Why Boxing and MMA Should Work Together

Image courtesy of TomHarveyTraining.com.
Image courtesy of TomHarveyTraining.com.
Matt JuulContributor IIIOctober 3, 2012

There was a war between mixed martial arts and boxing in the combat sports world—and MMA came out victorious.

Over the past decade, the world's fastest-growing sport has supplanted boxing's top-dog status among fight fans, to the chagrin of certain promoters and professional pugilists alike.  While this rivalry has caused a riff between MMA and boxing officials, this bickering is counterproductive to both sports and should be abandoned for a more harmonious approach.

Neither sport really benefits from ripping on the other.  Whenever Bob Arum or any other loudmouth boxing personality rants about the morals and merits of MMA, they always come off as petty and jealous.

Instead of winning over fans, these anti-MMA pundits, coming across as uneducated, even plain stupid, about the sport, just end up pushing fight fanatics away.

Conversely, whenever the likes of UFC President Dana White or any other outspoken MMA proponent talks about boxing's demise, they push away old-school fans who need to be slowly integrated into this generation's new combat-sports scene.

If MMA and boxing officials just swallowed their pride, both sports could grow and benefit from each other—and there are a lot of benefits.  

MMA has proven itself to be a great avenue for other combat sports to reach a wider audience.

Brazilian Jiu-Jitsu and grappling have skyrocketed in recent years due to its close ties with the MMA world.  The UFC often co-hosts grappling tournaments with Grapplers Quest at the promotion's various expos, exposing strictly fans of the cage to the world of ground fighting.

Many regional promotions also like to feature kickboxing and grappling fights on their MMA cards, showing that fans love to see fights regardless of the format.

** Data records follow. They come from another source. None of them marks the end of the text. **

PR #1057, opened 2015-12-31
Started adding support to create new maps.

Bertram25:
There are still a few things to do.

This is for discussion purpose. Maps created through the menu are saved correctly but not yet functional.


hwoarangmy:
@Bertram25 Do you know why Travis build failed ? It seems to have been canceled and I guess you made your changes on Linux so it's weird to have a problem here...

akien-mga:
It's the download of boost from SF that failed. We really need to find packages for Ubuntu to avoid building from scratch at each commit. Are we using Travis with Ubuntu 12.04 or 14.04?

Bertram25:
Happy new year guys! :)
Yes, it's a timeout encountered on Travis. I used to break different make step into several - instructions to avoid this.
Maybe we could start by splitting make and make install instructions? WDYT?
Otherwise, using precompiled boost libraries sounds like a much better option, indeed.

akien-mga:
It looks like a SF network issue more than a timeout though, there's not much we can do IMO.

Bertram25:
And what do you think about the current new map state?

I plan to make a minimal create map dialog work, and add more and more options (like seats, objectives, ...) in the next one. WDYT?

hwoarangmy:
Happy new year everybody ^^

@Bertram25 Testing now

hwoarangmy:
I've tested and it looks good. Things I've seen:
- Cancel/create buttons are not centered and too small (full label is not visible)
- When I clicked "create map", I got a crash (telling map is not found).

Have you thought about displaying the window for existing levels to allow editing ?

Bertram25:
First goal reached. You should now be able to create new maps and save official ones as custom ones.

> Cancel/create buttons are not centered and too small (full label is not visible)
> When I clicked "create map", I got a crash (telling map is not found).

Should be fixed. :)

> Have you thought about displaying the window for existing levels to allow editing ?

If you're speaking of their properties, yes.
At the moment, you should be able to create a basic map with one team, an load existing maps, as usual, but save official ones as custom ones, to permit edition on linux most notably where the game is installed in the system. (But also on Windows proper installations ...)

I left the new map creation window as slick as possible to permit focusing on the map properties once you're in the editor. I'll start adding map properties (seat, team, objectives, music, ...) in the next PR.

Feel free to comment. :)

hwoarangmy:
> At the moment, you should be able to create a basic map with one team, an load existing maps, as usual, but save official ones as custom ones

IIRC, that's what we said we wanted to do. And that makes sense IMHO. However, it might be a bit misleading to think that you open a map trought "Official maps", save it, and, to open the map you modified, you have to go to "custom maps". It would be nice to have some visual notice that the map has been modified and a similar custom map already exists (probably using level file name).

> I left the new map creation window as slick as possible to permit focusing on the map properties once you're in the editor. I'll start adding map properties (seat, team, objectives, music, ...) in the next PR.

Nice ^^
We are starting to have a decent map editor

hwoarangmy:
I've tested and got an error because the paths you use are not created. In the RessourceManager, you need to create levels/skirmish and levels/multiplayer.

However, I've tested after manually creating the paths and it works well ^^
I will try to review ASAP

akien-mga:
I also had a very quick test of the map saving (love the new UI!) and it said that the save was succesful (showing the path), but indeed I got no file as the path were not created. Two issues I guess:
- write error should be reported properly
- paths should be created if missing

Bertram25:
> - write error should be reported properly
> - paths should be created if missing
> - try to sort headers in new file.

k, on it. :)

akien-mga:
Code looks good overall :)

Bertram25:
Btw, I udpated our copy on gitlab: https://gitlab.com/groups/opendungeons

akien-mga:
> Btw, I udpated our copy on gitlab: https://gitlab.com/groups/opendungeons

Nice!

Bertram25:
> It would be nice to have some visual notice that the map has been modified and a similar custom map already exists (probably using level file name).

@hwoarangmy I'm not forgetting you. :)
I still have to think about it some more, but as a first concept, what about adding a star icon next to the official map name in that case?

hwoarangmy:
> I still have to think about it some more, but as a first concept, what about adding a star icon next to the official map name in that case?

IIRC, that's what you proposed last time. Seems like you agree with yourself ;-)

Bertram25:
> IIRC, that's what you proposed last time. Seems like you agree with yourself ;-)

That part is rather easy, I just hope others are, too. ;)

Btw, this is done:

> write error should be reported properly
> paths should be created if missing
> try to sort headers in new file.

I'm on the star icon feature now.

Bertram25:
Ok, all requests should be done now.

akien-mga:
It works great, I like the cog icon + explanation in the level desc that a custom level exists for it.
It created my ~/.local/share/opendungeons/levels path just fine and the subdirectories too. Good to merge as for me :)

Bertram25:
@hwoarangmy @akien-mga Btw, I would not add the same mechanism in the skirmish/multiplayer map menu, as it doesn't make sense to me there. WDYT?

akien-mga:
> Btw, I would not add the same mechanism in the skirmish/multiplayer map menu, as it doesn't make sense to me there. WDYT?

You mean in the menu to choose the map you want to play? If so I agree, the filters are enough, we don't need to tell users that they have a custom level of an official one if they selected the official levels filter to play.

hwoarangmy:
> Btw, I would not add the same mechanism in the skirmish/multiplayer map menu, as it doesn't make sense to me there. WDYT?

As a player, I would expect the same behaviour for editor or gamemode as we choose in both which kind of level we want to open (custom or official). However, when we started talking about using a different path to save custom levels and using a cog to make a difference, we didn't had the custom/official choice in the combo.

If I try to take some distance, I would say that I would expect to have to use "custom maps" to open custom maps and "offical maps" to open official maps. I know I was the one asking for this feature (and I'm sorry about that) but it might not be such a good idea.
After all, wouldn't an explicit message when opening an official map and saving it telling that it will be available under "custom maps" filter be sufficient ?

akien-mga:
Well IMO the cog when opening an official map for _edition_ is an important feature, as we don't want _modders_ to have to go back and forth ten times between the "official" and "custom" sections in the combobox to check which official levels have custom equivalents.

It's less needed for simpler _players_ as they are less likely to have custom maps that are the same as official maps - this situation would happen mostly for modders who want to propose us an enhanced version of an official map. If a player has such a map, he probably knows about it and will look for it directly in the custom section when selecting a level for playing it. So the cog icon is really just a convenience feature for modders to let them know that they have among their own custom levels an enhancement of an official map.

hwoarangmy:
> Well IMO the cog when opening an official map for edition is an important feature, as we don't want modders to have to go back and forth ten times between the "official" and "custom" sections in the combobox to check which official levels have custom equivalents.

They won't have to go back and forth. They will only have to open it once and, each time they will want to use it (for test as well as editing), they will have to go to the custom section. IMHO, it is more user friendly.
Moreover, ATM, I guess the map will be editable in both menus (official and custom), which sounds weird.
We have not talked about that but we might also want a feature to delete a custom map. Again, it will be easier to add a button in custom maps and nothing to do with official ones. If we keep the current behaviour, deleting a custom map would not be possible in the official menu but it would in custom. That's not user friendly again IMHO.

> It's less needed for simpler players as they are less likely to have custom maps that are the same as official maps

IMHO, we should try to keep the same behaviour in the menus as long as we can. If we want to allow choosing between official and custom maps in the game selection menu, I think we should have a similar behaviour in the editor.

Bertram25:
> ATM, I guess the map will be editable in both menus (official and custom), which sounds weird.

Should we add a notice when showing official maps in the editor mode to tell they will be saved as custom ones?
Otherwise, I won't understand as a user why there is a cog in official maps when just playing. (The less info, the less confusing, IMHO.)
But having the info when modding is relevant, so I'm with @akien-mga on this one. Did I miss something else?

hwoarangmy:
> Should we add a notice when showing official maps in the editor mode to tell they will be saved as custom ones?

IMHO, a message when the map is saved telling it is an official map and it will be saved in the custom maps would be enough. As you say, the simpliest, the better. But I will try right now and tell you how it feels

hwoarangmy:
I've tried and it works as expected. However, I confirm I find pretty weird to use the custom map when having the combo on "official maps". I agree the explanation and the cog icon makes pretty clear what's going on but this behaviour is not what I would have expected.

IMHO, the cog icon we have been talking about was a good idea if we didn't had the combos for selecting official/custom maps. But I believe your idea of using the combo is better than the cog icon but it makes the cog icon less relevant. But well, I know I was the one asking for the feature so if you want to keep it, I won't go against ^^

@Bertram25 Just tell if you want to add something more in this PR but it is mergeable for me

akien-mga:
I think it's good to merge too, so let's go :)

Bertram25:
> I confirm I find pretty weird to use the custom map when having the combo on "official maps".

Hey again, to clarify that point, when you are selecting the official map, it will load the official map, and when you select the custom one, it will load the custom one.
But, after loading an official map, it will save as a custom one. This is necessary to ensure official maps don't get "corrupted" and as it won't be possible anyway on system installation, especially on Linux.

The cog icon is here to tell there is already a custom map and that the modder may overwrite it if selecting the official one.

Is it clearer?

hwoarangmy:
> But, after loading an official map, it will save as a custom one. This is necessary to ensure official maps don't get "corrupted" and as it won't be possible anyway on system installation, especially on Linux.

Yes, I understand this point. I'm just saying that it seems more straight forward to me to open an official map selecting the official combo. If I save it, having a message telling me that it has been saved as a custom map and that to open it, I shall open it through custom maps.
Then, if I open the map through official maps, I will open the official map again (without my changes). And if I open it through custom maps, I will open the map I did.
This behaviour seems pretty straight forward to me and simpler. As you said, IMHO, the less info, the less confusing.

But again, if you prefer this implementation, I'm okay with it

akien-mga:
> Yes, I understand this point. I'm just saying that it seems more straight forward to me to open an official map selecting the official combo. If I save it, having a message telling me that it has been saved as a custom map and that to open it, I shall open it through custom maps.
> Then, if I open the map through official maps, I will open the official map again (without my changes). And if I open it through custom maps, I will open the map I did.
> This behaviour seems pretty straight forward to me and simpler. As you said, IMHO, the less info, the less confusing.

I'm still not sure we all understand the same behaviour. The behaviour you described is exactly what is implemented and what should be done. The cog icon only given an _information_ that there also exists a custom map for this official map. So if you load the official map nevertheless, you are then aware that it will override your existing custom map with the same name. The cog icon does not indicate that it will _load_ the custom map instead of the official one, just that this custom map _exists_, and it's good to know it as loading the official map will likely mean overriding the custom one.

Bertram25:
What @akien-mga said. :)

At least it's the intended implementation.

hwoarangmy:
ok. I had tested but got a strange behaviour. I saved a map after making a small change to check the behaviour but for some reason, I thought the map opened when selecting "official skirmish maps" was the one I modified. I don't kow if I got something wrong or if I made a mistake but I just retried and couldn't reproduce.

In reality, the cog icon is only informative so it is even better than I thought. Sorry for having discussed so much a non existing feature :-(

akien-mga:
Np, thanks for discussing it extensively so that we're sure that we implemented the right thing :-)

Bertram25:
No problem at all. I prefer this to be clear and acceptable for everyone. :)

PR #1063, opened 2016-01-04
Allow owned creatures to be put on prison and to display icons when jailed + few fixes

hwoarangmy:


hwoarangmy:
@akien-mga It should be ok now

akien-mga:
Builds and seems to work OK (though I did not test the additions extensively).

PR #1066, opened 2016-01-06
Background scene + made creature steal gold on the ground

hwoarangmy:


Bertram25:
I missed the previous one, but I'll definitely have a go for that one. :D Title looks great. !!!

akien-mga:
Ah ah that looks awesome! :D :dancer:

akien-mga:
Good to merge for me, but I know @Bertram25 will want to test it live too, so I keep it around for now :)

akien-mga:
BTW the new main menu scene kind of shows that our elf could use a better skin texture, it looks a bit too uniform IMO - the mesh is great overall though.

hwoarangmy:
> BTW the new main menu scene kind of shows that our elf could use a better skin texture, it looks a bit too uniform IMO - the mesh is great overall though.

I would say it also shows that our models are not bad as they look pretty cool on bigger view. IMHO, we should also try to allow the camera to zoom more to be allowed to see them like that in game ^^
I like the eye animation the troll has from time to time ^^

akien-mga:
> I would say it also shows that our models are not bad as they look pretty cool on bigger view. IMHO, we should also try to allow the camera to zoom more to be allowed to see them like that in game ^^
> I like the eye animation the troll has from time to time ^^

+1 - our models are awesome, and we're not far from being able to reproduce the battle scene that @Danimal696 made in Blender as an animated OGRE scene in the main menu :D

hwoarangmy:
> we're not far from being able to reproduce the battle scene that @Danimal696 made in Blender

We are not far, it's already done ;-)
We just have to add more models (but they would be smaller). It's only a matter of what we want

akien-mga:
> We are not far, it's already done ;-)
> We just have to add more models (but they would be smaller). It's only a matter of what we want

Well coolness-wise we still have some work to do to get that I think ;) http://forum.freegamedev.net/viewtopic.php?f=36&t=6540#p65823

hwoarangmy:
You are right, I forgot the light effects (which are pretty nice). But I don't think we should go for that as it is pretty CPU consuming

akien-mga:
> You are right, I forgot the light effects (which are pretty nice). But I don't think we should go for that as it is pretty CPU consuming

I meant more the carefully crafted battle stances shown in this image that were made in Blender and do not correspond to our models' battle animations - our current battles on closeup don't look that cool yet, though I'm pretty confident we will go towards that little by little :)

Bertram25:
Looks great for a first pass :D I'll merge!

A few things noticed that can be discussed for later:
- The scene has no light, making the model look flat, and show their main flaws.
  We could later add a mini-scenario, something like:
- I would add a corridor on the right of the scene, and why not make a knight come down, look and go away fleeing ;)
- The small scarab could look at the golem and dance for it. The golem could be placed slightly turn to the right or the left to make the scene look less orthogonal.
- ...

PR #1069, opened 2016-01-07
Replaced BigKnight with a new creature

hwoarangmy:
@OpenDungeons/developers If you all agree with the replacement, I will upload the original model on the media repo (found on opengameart already animated)

I only had to decimate it a bit to reach 4.5k tris and to export animations


Bertram25:
I will test now. :) My sole question so far is why was the PitDemon in particular chosen? Was there a problem with it (that I missed somehow)?

Bertram25:
I like the new creature. I miss the Pit demon though, but maybe there is a good reason.

hwoarangmy:
Because the creature looks like a tier 4.

Defender, Scarab, Orc and Troll are already final creatures. That only left PitDemon and Dragon (not good enough models compared to the rest). IMHO, Dragon is a little bit better than PitDemon so it got chosen ^^

Bertram25:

Spike TV is beginning to use MMA's popularity to launch other combat-sports programming, such as K-1 kickboxing events, alongside their cage-fighting programs—another telling sign about fans' love of any type of fights.

Major boxing promotions could benefit greatly from cross-promotional, cross-sports events and programming such as these.  While I doubt you'll ever see the UFC and a high-profile boxing promotion teaming up, on a regional level, this could help grow a wider audience for both sports.  Older fans who like boxing would be slowly introduced to the world of MMA, while cage-fighting fans will unknowingly be exposed to the vast amount of technique these professional pugilists display.

Both sports could also help each other find top talent as many upper-echelon MMA fighters, such as the Diaz brothers, are well versed in boxing, and are willing to test themselves in both the ring and the cage.

But before a partnership can be forged, boxing officials need to realize that their time has passed.  MMA is the top dog for the foreseeable future and, no matter how big boxing's stars are, they just can't capture this generation's fans' attention like Jon Jones, Anderson Silva or George St-Pierre can.

And once the likes of Manny Pacquiao and Floyd Mayweather Jr. are through, there will be no top-tier pugilists who can gross record-breaking pay-per-view numbers.

If boxing's proponents can just realize this, then they could begin to explore other avenues to stay viable, regardless if it is playing second fiddle to MMA.

Despite the rocky relationship between the two sports, if egos can be put aside, I am confident that they can find a way to work together in order to put on the best fights for combat sports fans.